I hope you are not in McKesson, AmerisourceBergen and/or Cardinal Health, because they are getting monkey-hammered in early trading on Friday.
Have a look:
What’s with that, you ask? Well apparently the problem is that CBS’ “60 Minutes” (in conjunction with the Washington Post) is going to run a special on October 15 about the role big drug distributors have played in the opioid crisis.
Here’s the preview (sorry about the autoplay, blame CBS):
And here’s the official HDA statement:
ARLINGTON, Va. — HDA President and CEO John M. Gray released the following statement in response to 60 Minutes/Washington Post coverage on the opioid epidemic.
“Our industry recognizes the opioid epidemic as a national crisis — one that requires urgent action and solutions from across the healthcare system. While distributors do not manufacture, market, prescribe or dispense medicines — including opioids — we are supportive of initiatives by the government, public health organizations and our supply chain partners to reduce opioid prescribing, increase disposal of unused medicine, and improve patient, pharmacist and physician education.

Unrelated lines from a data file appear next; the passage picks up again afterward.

PR #337, opened 2023-06-21
DM-39712: Use introspection to read the correct MaskedImage stamp type

timj:


python/lsst/meas/algorithms/stamps.py
```diff
@@ -144,11 +150,26 @@ def readFitsWithOptions(filename, stamp_factory, options):
                 bbox = Box2I(Point2I(llcX, llcY), Extent2I(width, height))
                 kwargs["bbox"] = bbox
         stamp_parts = {}
+
+        # Determine the dtype from the factory. This allows a Stamp class
+        # to be defined in terms of MaskedImageD or MaskedImageI without
+        # forcing everything to floats.
+        masked_image_cls = None
+        for stamp_field in fields(stamp_factory.__self__):
```
ktlim, line 158: I guess you don't want to assume it's named `stamp_im`?

python/lsst/meas/algorithms/stamps.py
```diff
@@ -144,11 +150,26 @@ def readFitsWithOptions(filename, stamp_factory, options):
...
+            raise RuntimeError("Stamp factory does not use MaskedImage.")
+        default_dtype = np.dtype(masked_image_cls.dtype)
+
         # We need to be careful because nExtensions includes the primary HDU.
         for idx in range(nExtensions - 1):
+            dtype = None
             md = readMetadata(filename, hdu=idx + 1)
             if md["EXTNAME"] in ("IMAGE", "VARIANCE"):
                 reader = ImageFitsReader(filename, hdu=idx + 1)
+                dtype = default_dtype
```
ktlim, line 172: Variances are never int, I think.

timj: Thanks. Yes, MaskedImageD and MaskedImageI both use ImageF. I find it a bit confusing that a double precision image should come with a single precision variance but that's what is happening so I'll force dtype to None for VARIANCE as well as MASK.

python/lsst/meas/algorithms/stamps.py
timj: Correct. Looking at the `Stamp` code it seems I only require the factory method and that it's a dataclass but it might be confusing if someone calls it something other than `stamp_im`.

PR #338, opened 2023-06-23
DM-38546: fixes while implementing new CalibrateImageTask

parejkoj:


TallJimbo (approved):
"new mocker than" in a commit message seems like it's missing a word.  Otherwise looks good, and sorry for the delay!

TallJimbo (approved):

PR #298, opened 2019-04-30
Revert back to `&mut self` for `create_cf`/`drop_cf`

dvdplm:
ref. https://github.com/rust-rocksdb/rust-rocksdb/issues/279

Essentially reverts https://github.com/rust-rocksdb/rust-rocksdb/pull/197 and makes `create_cf`/`drop_cf` take `&mut self` to ensure nothing else can update the column family map.

The biggest breaking change here is that `create_cf` does not return a `ColumnFamily`. See [this comment](https://github.com/rust-rocksdb/rust-rocksdb/issues/279#issuecomment-487902919) on the original ticket for details.

### DIFF
--- a/src/db.rs
+++ b/src/db.rs
@@ -28,7 +28,6 @@ use std::path::Path;
 use std::ptr;
 use std::slice;
 use std::str;
-use std::sync::{Arc, RwLock};
 
 unsafe impl Send for DB {}
 unsafe impl Sync for DB {}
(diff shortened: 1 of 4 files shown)


vitvakatu:
Superseded by https://github.com/rust-rocksdb/rust-rocksdb/pull/314, I believe

aleksuss:
Close due to #314

PR #300, opened 2019-04-30
Add raw_iterator_cf_opt to the DB API

rnarubin:
The underlying functionality already existed, but it wasn't exposed to
the top-level API.

This is essentially the same as #288 but exposes the column family iterator instead of the default one

### DIFF
--- a/src/db.rs
+++ b/src/db.rs
@@ -588,21 +588,25 @@ impl<'a> Snapshot<'a> {
         DBIterator::new_cf(self.db, cf_handle, &readopts, mode)
     }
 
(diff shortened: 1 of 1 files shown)


src/db.rs
```diff
@@ -1167,6 +1167,14 @@ impl DB {
         DBRawIterator::new_cf(self, cf_handle, &opts)
     }
 
+    pub fn raw_iterator_cf_opt(
```
aleksuss: @rnarubin  I'd like to see some description for this **public** method

rnarubin: @aleksuss you got it, pushed a change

“The most powerful and effective enforcement tool we can envision is the Drug Enforcement Administration (DEA) and the supply chain working together to combat the opioid epidemic. For the past decade, our industry has continuously sought opportunities to communicate and coordinate more effectively with DEA to better understand our reporting responsibilities under the Controlled Substances Act, and to work together to mitigate the opioid epidemic. Prior to 2016, these efforts were not reciprocated — as noted by the General Accounting Office (GAO) in a July 2015 report. The GAO recommended that the DEA ‘improve communication with and guidance for registrants’ in order to effectively address abuse, misuse, and diversion moving forward.
“This is why the Ensuring Patient Access and Effective Drug Enforcement Act (S. 483), which had broad, bipartisan support, was a meaningful common-sense solution to create a pathway for information exchange between the DEA and its registrants that did not previously exist. Yet, under the law today, the DEA remains fully empowered to take immediate action against a registrant if there is ‘a substantial likelihood of an immediate threat that death, serious bodily harm, or abuse of a controlled substance will occur in the absence of an immediate suspension of the registration.’
“Greater clarity, dialogue and collaboration between the DEA and its supply chain partners will strengthen our nation’s ability to precisely and effectively combat prescription drug abuse and diversion.”